■ **Activity**
Pull every line from the records that has the word "parsing" in it.
__________________________________________________
PR #19450, opened 2026-08-25
fix(batch): align result parsing, request counts, and behavior across providers

n1ckoates:
## Background

OpenAI, Anthropic, and Google added Batch API support in separate changes. Their implementations repeated response parsing and request-count logic. They also handled some shared lifecycle and result cases differently.

This PR aligns those implementations and moves common behavior into `@ai-sdk/provider-utils`.

## Summary

- Add a shared JSON Lines response handler for streaming and validating batch results.
- Add a shared helper that validates and normalizes batch request counts.
- Return per-item failures for malformed or unsupported results while continuing to process later items.
- Standardize unsupported-content error codes.
- Preserve OpenAI reasoning output in batch results.
- Align pending-batch and missing-output errors.
- Align tests.
- Align documentation.

## End-to-End Verification

Ran the `start-text-batch` examples against the live OpenAI, Anthropic, Google, and Gateway Batch APIs. Each batch completed successfully and returned both requested results with the correct request IDs.

## Checklist


packages/provider-utils/src/normalize-batch-request-counts.ts
```diff
@@ -0,0 +1,42 @@
...
+  total: number | null | undefined;
+  pending: number | null | undefined;
+  completed: number | null | undefined;
+  failed: number | null | undefined;
+}): BatchV4Status['requestCounts'] | undefined {
+  if (
+    !isNonNegativeSafeInteger(total) ||
+    !isNonNegativeSafeInteger(pending) ||
+    !isNonNegativeSafeInteger(completed) ||
+    !isNonNegativeSafeInteger(failed) ||
```
gr2m: if you only use it negated, why not do 

```suggestion
    isNegativeSafeInteger(total) ||
    isNegativeSafeInteger(pending) ||
    isNegativeSafeInteger(completed) ||
    isNegativeSafeInteger(failed) ||
```

packages/provider-utils/src/test/test-batch-language-model-v4-result-conformance.ts
```diff
@@ -0,0 +1,129 @@
+import type { Experimental_BatchLanguageModelV4 as BatchLanguageModelV4 } from '@ai-sdk/provider';
+import { describe, expect, it } from 'vitest';
```
gr2m: `@ai-sdk/provider-utils/test` is a public API. We don't want to import `vitest` here because it's not a production dependency, and we don't want to interfere with whatever test runners people use `@ai-sdk/provider-utils/test` in

gr2m: it would be good if we somehow could get CI to fail when we do this in future. I remember we ran into this before

packages/provider-utils/src/normalize-batch-request-counts.ts
n1ckoates: would lose the `value is number` typescript predicate bc it'd have to return a boolean instead i think

i swapped the logic from `!isNonNegativeSafeInteger(total) || !isNonNegativeSafeInteger(pending)` to `isNonNegativeSafeInteger(total) && isNonNegativeSafeInteger(pending)` to make it easier to read tho.

packages/provider-utils/src/test/test-batch-language-model-v4-result-conformance.ts
n1ckoates: ended up just duplicating the batch tests across providers for now rather than trying to make them shared.

in the future i think it'd be cool to have some shared test suite for providers though to establish a sort of "baseline" that every provider has to pass. that way, we aren't for instance only testing something works in `@ai-sdk/openai` but forget to have a similar test in `@ai-sdk/anthropic`

gr2m (approved):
__________________________________________________
■ **Answer to the exercise**
fix(batch): align result parsing, request counts, and behavior across providers
OpenAI, Anthropic, and Google added Batch API support in separate changes. Their implementations repeated response parsing and request-count logic. They also handled some shared lifecycle and result cases differently.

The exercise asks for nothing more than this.